- Required work -
Print every line below that comes at or after the line containing "I just fixed", exactly as written.

(Data excerpts)
PR #220, opened 2020-08-24
TVB-2763: Made analyzers preserve the simulation name in a generic way.

VinczeRobert:


VinczeRobert:
There is one little problem related to this task: If I launch TimeSeries Metrics Analyzers, in the Simulation page there will be a web console error and the right side will keep loading but it will never display the datatypes. I think there could be a particular error with this analyzer, because the other ones don't have it.

liadomide (commented):
This could work, and it is somehow generic, but will only work one iteration (so on TS results, not if we have chains like: run Sim + run An 1  on results + An 2 on results
How about #221 ? Could this be even more generic (I haven't fully tested) ?

liadomide:
> There is one little problem related to this task: If I launch TimeSeries Metrics Analyzers, in the Simulation page there will be a web console error and the right side will keep loading but it will never display the datatypes. I think there could be a particular error with this analyzer, because the other ones don't have it.

This could be a separate bug. Does it happen also on master branch ?

VinczeRobert:
> > There is one little problem related to this task: If I launch TimeSeries Metrics Analyzers, in the Simulation page there will be a web console error and the right side will keep loading but it will never display the datatypes. I think there could be a particular error with this analyzer, because the other ones don't have it.
> 
> This could be a separate bug. Does it happen also on master branch ?

It doesn't happen on master, I guess because the linked analyzer result don't appear on the right side in Simulation Page on master.

liadomide:
> > > There is one little problem related to this task: If I launch TimeSeries Metrics Analyzers, in the Simulation page there will be a web console error and the right side will keep loading but it will never display the datatypes. I think there could be a particular error with this analyzer, because the other ones don't have it.
> > 
> > 
> > This could be a separate bug. Does it happen also on master branch ?
> 
> It doesn't happen on master, I guess because the linked analyzer result don't appear on the right side in Simulation Page on master.

I think it an also be reproduced on master, but you will need to try and display the tree from the Project -> Data Structure page. I suspect it is related to some of the specific attributes of a DataTypeMeasure entity (e.g. `title` or `display_name`).

liadomide:
> I suspect this bug is related to some of the specific attributes of a DataTypeMeasure entity (e.g. `title` or `display_name`).

I confirm it was a problem in the implementation of `DatatypeMeasureIndex.display_name`. 
I just fixed it at this commit #bbc3ae4299147b3bc5fa49215bb08c7e2f9cac6f

VinczeRobert:
The solution from PR #221 is better than this one, because it works on chains as well, not just on one iteration. So I will close this PR.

- Worked solution -
I just fixed it at this commit #bbc3ae4299147b3bc5fa49215bb08c7e2f9cac6f

VinczeRobert:
The solution from PR #221 is better than this one, because it works on chains as well, not just on one iteration. So I will close this PR.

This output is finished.